6 thoughts on “Why Robots Will Be Different From Us”

  1. Whether we call it hunger or passion, I suspect a robot’s motivation will not be the same. Although I am quite certain most humans won’t be able to tell the difference. It is hard to see a robot needing to get drunk and make obscene passes at waitresses, or becoming jealous of me because my sex-bot is so hot. Of course, robots could be programmed follow Hollywood scripts and do all these things. But it would be acting.

    1. That’s a good observation – from our perspective robots will be acting for us, like faking an orgasm. My friend believed robots will turn themselves off. I wonder if robots will just ignore us, or choose to fly off into space. A biological environment might mean little to them. Space is perfectly suited to robots. They might find biological life fascinating to study, they might even want to preserve and protect it, but it might be too confining for them.

      I hope I live long enough to see AI minds come into being. Maybe it would be safe to say, I hope AI minds come into being before I die.

  2. Reminds me of the movie “Her”. I have a sound machine in my bedroom that provides background noise that helps me sleep. It has an “adaptive” feature that raises the volume of the background noise when the level of sound in the room increases for any reason. My daughter would come into my room at night to say something and the machine would turn up the volume. She would try to talk over it and it would get even louder. We laughed about it, she said it was creepy, and I eventually turned the adaptive feature off. Simple technology, but I think there’s a straight line from adaptive to evolving. The adaptive OS in the movie evolved beyond the single human user with the implication that “her” evolution was unlimited. Interesting post.
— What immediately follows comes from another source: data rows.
PR #196, opened 2018-11-21
Refactor infra-networking into a module and per-environment projects

issyl0:
# Why I am making this change

We wanted to refactor the terraform projects, deployable via Makefile commands, into modules and per-environment projects so that we can just use `terraform apply` everywhere and not have to wrap it.

We've started with `infra-networking` as it's the foundation of all of the others.

# What approach I took

We've created a generic `observe-dev` bucket, with `<projectname>-dev` statefile, and the same naming convention for the statefiles in other environments, to avoid blatting the existing ones when we apply this.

    1. Her is one of my favorite science fiction movies. It is quiet and effective without all that histrionics of special effects. I consider Gattaca and Her standards by which I measure quality science fiction films.
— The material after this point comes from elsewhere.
PR #200, opened 2018-11-26
Add the Kubernetes alertmanager to the list of alertmanager targets

issyl0:
# Why I am making this change

We've got an AlertManager in Kubernetes now, on the New Platform. We want to tell our Prometheis to send alerts to it.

      Every day I read new articles about artificial intelligence. If they ever combine all the various elements of current AI research into one system we might find ourselves very close the singularity Vernor Vinge described and Ray Kurzweil expects.
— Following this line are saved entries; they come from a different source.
PR #71, opened 2019-08-06
Ct zone

elibritstein:
i see those commits reveal a bug - a crash in stopping the OVS.
the crash is in netdev_dpdk_get_hw_id.
keeping the OVS up, i don't see a problem (probably hidden).
i issue this PR anyway, for review and for Baidu

### DIFF
--- a/lib/netdev-rte-offloads.c
+++ b/lib/netdev-rte-offloads.c
@@ -511,11 +511,43 @@ add_flow_rss_action(struct flow_actions *actions,
 }
 
 enum {
-    REG_IDX_HW_ID = 0,
-    REG_IDX_CT_MARK,
-    REG_IDX_OUTER_ID,
-    REG_IDX_CT_STATE,
-    REG_IDX_NUM,
+    TAG_FIELD_HW_ID = 0,
+    TAG_FIELD_CT_STATE,
+    TAG_FIELD_CT_ZONE,
+    TAG_FIELD_OUTER_ID,
+    TAG_FIELD_CT_MARK,
+    TAG_FIELD_NUM,
+};
+
+/* map tag_id to register index, mask as few tags can share the same register
+ * and data field is used as the bit shift needed.
+ */
+static struct rte_flow_action_set_tag tag_id_maps[] = {
+    [TAG_FIELD_HW_ID] = {
+        .index = 0,
+        .mask = 0xFFFFFFFF,
+        .data = 0,
+    },
+    [TAG_FIELD_CT_STATE] = {
+        .index = 1,
+        .mask = 0x000000FF,
+        .data = 0,
+    },
+    [TAG_FIELD_CT_ZONE] = {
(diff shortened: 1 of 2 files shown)


lib/netdev-rte-offloads.c
```diff
@@ -511,11 +511,43 @@ add_flow_rss_action(struct flow_actions *actions,
...
+    TAG_FIELD_NUM,
+};
+
+/* map tag_id to register index, mask as few tags can share the same register
+ * and data field is used as the bit shift needed.
+ */
+static struct rte_flow_action_set_tag tag_id_maps[] = {
+    [TAG_FIELD_HW_ID] = {
+        .index = 0,
+        .mask = 0xFFFFFFFF,
```
rbaryanai: HW id should be 16 bits

lib/netdev-rte-offloads.c
```diff
@@ -511,11 +511,43 @@ add_flow_rss_action(struct flow_actions *actions,
...
+        .data = 0,
+    },
+    [TAG_FIELD_CT_STATE] = {
+        .index = 1,
+        .mask = 0x000000FF,
+        .data = 1,
```
rbaryanai: should not it be zero shift?

lib/netdev-rte-offloads.c
```diff
@@ -511,11 +511,43 @@ add_flow_rss_action(struct flow_actions *actions,
...
+    TAG_FIELD_CT_MARK,
+    TAG_FIELD_NUM,
+};
+
+/* map tag_id to register index, mask as few tags can share the same register
+ * and data field is used as the bit shift needed.
+ */
+static struct rte_flow_action_set_tag tag_id_maps[] = {
+    [TAG_FIELD_HW_ID] = {
+        .index = 0,
```
rbaryanai: index 0/1 are reserved for meta and mark and shouldn't be used. I know this is a PMD issue but do they handle it?

lib/netdev-rte-offloads.c
elibritstein: hw id should not be in a tag at all. will be in metadata (in mlx case 16 bit)

lib/netdev-rte-offloads.c
elibritstein: it is different API in DPDK. the app doesn't know about it, and can use index 0/1 too

rbaryanai: great

lib/netdev-rte-offloads.c
rbaryanai: So why is it here?

elibritstein: because it is not the in the scope of those commits

lib/netdev-rte-offloads.c
elibritstein: fixed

      1. Hi James, My reply is more of a question, but a question pertaining to artificial intelligence. I’m looking for a title of a book I read maybe 30 or 40 years ago. Clues I have in my memory.
        1. The world is destroyed by man.
        2. One man left on earth in a deep cavern.
        3. Robots take care of his needs.
        4. Robots soul purpose of being is to care for humans.
        5. If the one man left dies, their will be no purpose for robots.
        6. Nothing will grow on earth because of mans destruction.
        7. Robots decide to put last man in Cryo generation, as time is needed for earth to heal itself.
        8. One grass seed is found in one mans shirt pocket.
        9. When earth has healed enough to grow something the robots plant seed.
        10. The seed grows grass.
        11. The robots let time pass and one man still in Cryo generation.
        12. I don’t remember if the grass mutates or not but the robots let one man wake up from time to time but one man is lonely he needs companionship.
        13. As time passes the robots are improving themselves.
        14 Robots become capable of leaving planet earth and search for companion for their one man.
        15. Are these enough clues for you to discover the name of this book?
        I have read many books, but I don’t think about very many of them after reading, but their are some and this one of those. I would really like to read it again especially with all the work on AI that is going on now.